SCG variability was investigated for breath hold at different airway pressures (i.e., 0, ± 2–4, and ± 15–20 cm H2O) and two different lung volumes (i.e., end inspiration and end expiration). Variability was also studied for normal breathing with and without the implementation of unsupervised machine learning (i.e., K-medoid algorithm) to group SCG beats into two clusters of similar waveform morphologies.

  • Clustering normal breathing SCG and breath holding at zero airway pressure reduced waveform variability. Variability reduction in the latter case was stronger possibly because the intrathoracic pressure was more constant during BH than during normal breathing.

  • As the airway pressure deviated from zero for the BH states, the intra-state variability increased. The mechanism underlying this trend needs more investigation but may be related to the effect of the intrathoracic pressure on cardiac preload and afterload.

  • For BH states, the subaudible to audible energy ratio increased for low airway pressures (and intrathoracic pressure). This may be attributed to a higher afterload and the accompanying possible increase in the muscle contraction force and the reduction in the muscle contraction velocity.

  • Combining BH end INS and end EXP states as a one group increased the intra-state variability, which suggests that lung volume and heart location are possible sources of SCG variability.

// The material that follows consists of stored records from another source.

PR #317, opened 2020-09-04
Step one of hiding hpcrun's functions and libraries.  This much works

mwkrentel:
around the deadlock with openmpi 4.x and UCX on stria at SNL.

  1. configure.ac tests if libunwind and lzma have a static (.a)
  archive compiled with -fPIC.  If yes, then proceed, else issue a
  warning and build libhpcrun.so as we previously do.

  2. Copy libunwind.a and lzma.a into src/extern and use objcopy to
  --redefine-sym mmap() and munmap() into hpcrun_real_mmap and
  hpcrun_real_munmap.  Using a separate directory is an easy way to
  make sure that these are built before hpcrun.

  3. In hpcrun/extern-real, write hpcrun_real_* functions to call the
  real versions via syscall().

  4. Edit hpcrun/Makefile.am, hpcrun, hpclink to allow both old and
  new versions of linking.

Remove the --enable-libunwind-primary option and clean up the related
hash-defines.  Libunwind is now too intertwined in the rest of the
code to be optional.

Not yet done: localize the symbols in hpcrun, and stripping the line
map without stripping the EH frames.

----------

ping  @jmellorcrummey 
I rebased and squashed my patches onto the latest version of master.
So, unless someone else comes along with a commit to master, it should
merge as a fast-forward merge with linear history.


mwkrentel:
The diffs are large because I touched the build system and created
three new Makefiles.  The only files that I actually changed are the
following, the rest are all auto-generated.  And most of changes are
small, except for configure.ac and maybe hpcrun/Makefile.am.

```
Makefile.am
configure.ac
src/Makefile.am
src/extern/Makefile.am
src/extern/libunwind/Makefile.am
src/extern/lzma/Makefile.am
src/lib/support-lean/Makefile.am
src/tool/hpcrun/Makefile.am
src/tool/hpcrun/extern-real/mmap.c
src/tool/hpcrun/main.c
src/tool/hpcrun/scripts/hpclink.in
src/tool/hpcrun/scripts/hpcrun.in
```

jmellorcrummey (approved):
I found the setting LIBUNWIND_COPY=no confusing. I had to go read your whole configure file to find out what it meant. It means copy libunwind.so into our install directory. With the fPIC .a file, you copy that and change some some of the names it uses. Apparently, that copy doesn't count.

I think a name like LIBUNWIND_COPY_SHARED_LIBRARY would be better.

For the MBEDTLS library, it seems that we are just using the pic .a file and never copy and install its shared library as well?

What external dependences on shared libraries does that leave us with at runtime?

jmellorcrummey (commented):
will this work without libunwind on ppc64? we don't use libunwind on ppc64.

mwkrentel:
> I found the setting LIBUNWIND_COPY=no confusing. 

Ok, fair enough.  What I'll do is move LIBUNWIND_COPY to the end of
libunwind, after we've tested everything else.  So, we'll copy
libunwind.so if and only if libunwind exists but fails fpic.  That's
cleaner that turning it on and then back off.

Note: the copy variables are used for the top-level Makefile.am which
is where we do the copy.  That's the place to look.

As for mbedtls, when we added it initially, we required it to be
compiled with -fPIC.  It's always been like that for mbedtls,
it's -fPIC or else fail.

For libunwind and lzma, I rewrote configure so that it would test for
and accept -fPIC or not and act accordingly.  That's smoother and more
robust than a hard transition that always requires it.

mwkrentel:
> will this work without libunwind on ppc64? 
> we don't use libunwind on ppc64.

Well, you might naively think so.  :-)

With master, if you configure with --without-libunwind, the build
fails with:

```
In file included from ../../../../src/tool/hpcrun/unwind/ppc64/unw-datatypes-specific.h:50:0,
                 from ../../../../src/tool/hpcrun/unwind/common/unw-datatypes.h:51,
                 from ../../../../src/tool/hpcrun/unwind/common/backtrace.h:73,
                 from ../../../../src/tool/hpcrun/cct/cct.h:84,
                 from ../../../../src/tool/hpcrun/epoch.h:54,
                 from ../../../../src/tool/hpcrun/thread_data.h:63,
                 from ../../../../src/tool/hpcrun/safe-sampling.h:104,
                 from ../../../../src/tool/hpcrun/sample-sources/ga-overrides.c:78:
../../../../src/tool/hpcrun/unwind/common/std_unw_cursor.h:56:10: 
fatal error: libunwind.h: No such file or directory
 #include <libunwind.h>
```

I dug a little deeper.  In the .o files from our code in
hpcrun/unwind/common, these functions are referenced.

```
$ cd build/src/tool/hpcrun/unwind/common
$ nm lib*.o | grep  -e ' U ' | sort 
   U _ULppc64_apply_reg_state
   U _ULppc64_apply_reg_state
   U _ULppc64_get_reg
   U _ULppc64_get_reg
   U _ULppc64_set_reg
   U _ULppc64_set_reg
   U _ULppc64_step
   U _ULppc64_step
   ...
```

So, hpcrun/unwind/common is pulling in the libunwind code.  It must be
code that we reference but never run.

I tried taking out the libunwind libraries from hpcrun/Makefile.am.
The dynamic case seems to run, but hpclink fails with undefined
references to the above functions.  This is consistent with code that
we refer to but never run.

All the above is with master, it's what we do now.  What does my patch
do?  Exactly what we do now in master.  It preserves the status quo,
not any better, not any worse.

So, we could try extracting libunwind from the powerpc case, but it's
not as simple as "turn it off."  And it's completely separate from the
current PR.

I remember maybe 3-4 years ago, we did turn off libunwind for powerpc
(due to problems on blue gene), but I couldn't find the commit.
Although we don't run the code, it's still intertwinded with the code
base.

jmellorcrummey:
ok. proceed with the pull request. we will disentangle libunwind from hpctoolkit on ppc at another time. we’ll just record that as software debt.

mwkrentel:
@jmellorcrummey I updated LIBUNWIND_COPY.
Are we ok to merge now?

  • There was a significant linear trend between the airway pressure and the inter-state variability for BH end EXP states (but not for end INS), which suggests a progressive change in the SCG waveform with airway (and intrathoracic) pressure changes.

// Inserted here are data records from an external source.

PR #318, opened 2020-09-08
AMD GPU support with rocm 3.7

mxz297:
1. Update the use of roctracer to reflect API changes from rocm 2.x
2. Use AMD debug library to query binary URI and extract AMD GPU binary
3. Ignore monitoring threads created by AMD libraries

### DIFF
--- a/src/tool/hpcrun/module-ignore-map.c
+++ b/src/tool/hpcrun/module-ignore-map.c
@@ -102,7 +102,7 @@
 #define PRINT(...)
 #endif
 
-#define NUM_FNS 3
+#define NUM_FNS 6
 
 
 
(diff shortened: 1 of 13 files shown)


mxz297:
@jmellorcrummey To refactor module ignore map to be filled in dynamically depending on the command line argument, we need to reorder things in the hpcrun initialization step. I believe Dejan's PAPI work requires some reordering in hpcrun init and he has done some of the reording. I would prefer deferring the refactor of module ignore map after merging Dejan's PAPI's branch to avoid conflicts.

src/tool/hpcrun/module-ignore-map.c
```diff
@@ -102,7 +102,7 @@
 #define PRINT(...)
 #endif
 
-#define NUM_FNS 3
+#define NUM_FNS 6
```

  • Since breathing maneuvers affect SCG waveforms, such maneuvers may provide features that correlate with cardiac contractility and may be useful for diagnosis and monitoring of heart conditions.

  • Future studies may include investigating the effect of intrathoracic pressure at more pressure levels and at respiration phases other than the ones considered in the current study (e.g., mid-inspiration, mid-expiration, etc.), and confirming observed tends in a larger number of subjects.

  • The autonomic nervous system (ANS) regulates circulation by controlling the heart rate and contractility38, which may be related to trends seen in the current study. However, the specific mechanism of the ANS response to intrathoracic pressure variation needs more investigation and would be performed in future studies.